:: Excerpted records ::

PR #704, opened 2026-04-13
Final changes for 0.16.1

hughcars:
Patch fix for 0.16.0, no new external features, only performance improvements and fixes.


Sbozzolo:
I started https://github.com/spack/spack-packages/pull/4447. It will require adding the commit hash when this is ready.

:::
:: Excerpted records ::

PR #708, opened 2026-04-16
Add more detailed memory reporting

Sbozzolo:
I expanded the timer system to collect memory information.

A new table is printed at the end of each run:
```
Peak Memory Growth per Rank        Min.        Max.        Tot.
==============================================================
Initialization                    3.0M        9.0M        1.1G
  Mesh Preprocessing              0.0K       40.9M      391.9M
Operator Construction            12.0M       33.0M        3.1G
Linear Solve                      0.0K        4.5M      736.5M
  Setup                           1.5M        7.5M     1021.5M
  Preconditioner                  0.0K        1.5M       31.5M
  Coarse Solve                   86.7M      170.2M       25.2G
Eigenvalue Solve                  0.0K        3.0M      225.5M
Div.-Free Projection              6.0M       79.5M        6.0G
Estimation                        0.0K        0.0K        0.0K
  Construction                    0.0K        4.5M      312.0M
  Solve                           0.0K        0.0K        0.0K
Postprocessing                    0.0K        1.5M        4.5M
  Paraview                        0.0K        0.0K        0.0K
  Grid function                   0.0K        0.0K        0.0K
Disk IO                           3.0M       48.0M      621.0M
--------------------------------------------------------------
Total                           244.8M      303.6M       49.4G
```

:::
:: Excerpted records ::

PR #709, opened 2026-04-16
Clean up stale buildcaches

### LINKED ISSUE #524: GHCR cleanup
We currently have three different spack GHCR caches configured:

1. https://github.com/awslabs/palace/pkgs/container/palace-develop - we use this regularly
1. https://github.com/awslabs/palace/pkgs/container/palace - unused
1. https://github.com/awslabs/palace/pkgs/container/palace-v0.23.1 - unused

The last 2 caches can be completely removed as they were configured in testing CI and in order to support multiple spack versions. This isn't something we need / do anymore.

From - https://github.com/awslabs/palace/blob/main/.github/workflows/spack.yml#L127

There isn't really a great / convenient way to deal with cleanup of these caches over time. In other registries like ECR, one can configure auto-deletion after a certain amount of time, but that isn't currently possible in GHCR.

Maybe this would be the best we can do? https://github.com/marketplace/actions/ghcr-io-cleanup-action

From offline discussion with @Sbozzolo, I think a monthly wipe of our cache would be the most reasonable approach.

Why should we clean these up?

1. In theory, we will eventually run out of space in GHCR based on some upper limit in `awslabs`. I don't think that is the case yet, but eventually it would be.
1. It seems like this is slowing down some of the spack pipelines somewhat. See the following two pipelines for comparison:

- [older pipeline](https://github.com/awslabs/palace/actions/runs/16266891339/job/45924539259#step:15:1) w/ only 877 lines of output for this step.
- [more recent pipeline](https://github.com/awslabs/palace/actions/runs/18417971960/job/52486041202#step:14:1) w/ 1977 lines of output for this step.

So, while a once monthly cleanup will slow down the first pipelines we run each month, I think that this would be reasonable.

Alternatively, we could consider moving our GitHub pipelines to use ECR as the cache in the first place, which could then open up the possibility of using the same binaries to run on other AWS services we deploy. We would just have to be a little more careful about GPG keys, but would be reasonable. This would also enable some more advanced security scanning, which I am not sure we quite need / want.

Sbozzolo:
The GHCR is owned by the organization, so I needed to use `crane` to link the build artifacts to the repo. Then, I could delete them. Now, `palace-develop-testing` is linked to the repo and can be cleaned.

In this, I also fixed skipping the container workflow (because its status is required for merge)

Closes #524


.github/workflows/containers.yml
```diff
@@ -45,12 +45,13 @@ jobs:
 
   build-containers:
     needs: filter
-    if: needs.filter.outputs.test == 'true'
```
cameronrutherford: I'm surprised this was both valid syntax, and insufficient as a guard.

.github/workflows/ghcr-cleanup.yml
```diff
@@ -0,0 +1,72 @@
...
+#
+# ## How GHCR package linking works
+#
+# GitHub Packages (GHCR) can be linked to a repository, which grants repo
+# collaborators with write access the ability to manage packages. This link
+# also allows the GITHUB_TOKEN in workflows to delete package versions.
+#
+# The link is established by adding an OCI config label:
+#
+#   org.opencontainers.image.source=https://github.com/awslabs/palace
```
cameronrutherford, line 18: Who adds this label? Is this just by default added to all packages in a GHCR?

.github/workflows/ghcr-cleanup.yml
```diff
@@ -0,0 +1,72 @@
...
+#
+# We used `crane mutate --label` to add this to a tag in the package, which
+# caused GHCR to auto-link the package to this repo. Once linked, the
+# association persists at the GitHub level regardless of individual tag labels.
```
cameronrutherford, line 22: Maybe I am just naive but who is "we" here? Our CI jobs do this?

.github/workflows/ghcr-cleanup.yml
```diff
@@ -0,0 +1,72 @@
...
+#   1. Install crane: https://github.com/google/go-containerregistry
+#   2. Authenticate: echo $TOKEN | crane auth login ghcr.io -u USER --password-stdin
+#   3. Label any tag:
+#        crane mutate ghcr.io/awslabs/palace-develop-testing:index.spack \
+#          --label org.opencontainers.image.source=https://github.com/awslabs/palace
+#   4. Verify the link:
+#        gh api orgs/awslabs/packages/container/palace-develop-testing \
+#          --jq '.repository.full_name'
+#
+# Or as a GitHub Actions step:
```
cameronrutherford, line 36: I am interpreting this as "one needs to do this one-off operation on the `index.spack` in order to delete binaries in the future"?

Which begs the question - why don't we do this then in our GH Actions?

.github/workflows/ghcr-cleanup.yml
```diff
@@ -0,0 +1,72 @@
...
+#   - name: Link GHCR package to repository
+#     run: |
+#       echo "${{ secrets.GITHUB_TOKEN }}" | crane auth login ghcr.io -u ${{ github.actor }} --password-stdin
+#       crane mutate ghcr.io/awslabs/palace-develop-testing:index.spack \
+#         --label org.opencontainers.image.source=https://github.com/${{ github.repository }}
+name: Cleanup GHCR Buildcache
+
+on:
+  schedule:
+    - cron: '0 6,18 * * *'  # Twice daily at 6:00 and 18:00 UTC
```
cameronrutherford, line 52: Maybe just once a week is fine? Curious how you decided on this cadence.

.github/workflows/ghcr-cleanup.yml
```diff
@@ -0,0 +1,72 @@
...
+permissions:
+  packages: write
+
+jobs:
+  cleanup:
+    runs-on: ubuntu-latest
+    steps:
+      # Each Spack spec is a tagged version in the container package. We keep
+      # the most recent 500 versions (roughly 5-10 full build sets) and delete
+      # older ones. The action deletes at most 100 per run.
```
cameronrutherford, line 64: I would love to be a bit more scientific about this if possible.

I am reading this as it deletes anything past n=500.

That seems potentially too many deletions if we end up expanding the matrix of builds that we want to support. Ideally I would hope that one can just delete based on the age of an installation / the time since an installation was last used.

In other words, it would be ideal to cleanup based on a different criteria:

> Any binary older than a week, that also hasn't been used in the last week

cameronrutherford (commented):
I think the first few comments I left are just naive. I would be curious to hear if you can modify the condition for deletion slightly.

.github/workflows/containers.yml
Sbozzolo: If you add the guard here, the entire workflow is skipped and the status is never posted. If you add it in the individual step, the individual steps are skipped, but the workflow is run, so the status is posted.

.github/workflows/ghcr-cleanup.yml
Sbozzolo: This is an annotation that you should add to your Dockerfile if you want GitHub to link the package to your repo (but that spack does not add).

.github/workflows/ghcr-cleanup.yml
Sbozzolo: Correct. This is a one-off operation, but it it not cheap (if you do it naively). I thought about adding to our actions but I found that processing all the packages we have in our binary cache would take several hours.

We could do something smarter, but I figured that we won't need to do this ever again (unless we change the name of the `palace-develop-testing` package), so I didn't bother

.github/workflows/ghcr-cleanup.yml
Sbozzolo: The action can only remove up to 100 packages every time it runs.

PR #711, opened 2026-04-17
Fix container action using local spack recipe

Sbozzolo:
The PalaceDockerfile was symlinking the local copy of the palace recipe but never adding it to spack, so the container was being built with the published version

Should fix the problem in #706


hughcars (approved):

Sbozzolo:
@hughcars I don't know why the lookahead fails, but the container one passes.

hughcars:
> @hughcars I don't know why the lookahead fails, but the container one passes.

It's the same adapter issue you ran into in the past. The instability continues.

:::

- Exercise requirements:
Which of the lines above hold the word "order"? Copy each one.

- Exercise solution:
The last 2 caches can be completely removed as they were configured in testing CI and in order to support multiple spack versions. This isn't something we need / do anymore.
cameronrutherford, line 36: I am interpreting this as "one needs to do this one-off operation on the `index.spack` in order to delete binaries in the future"?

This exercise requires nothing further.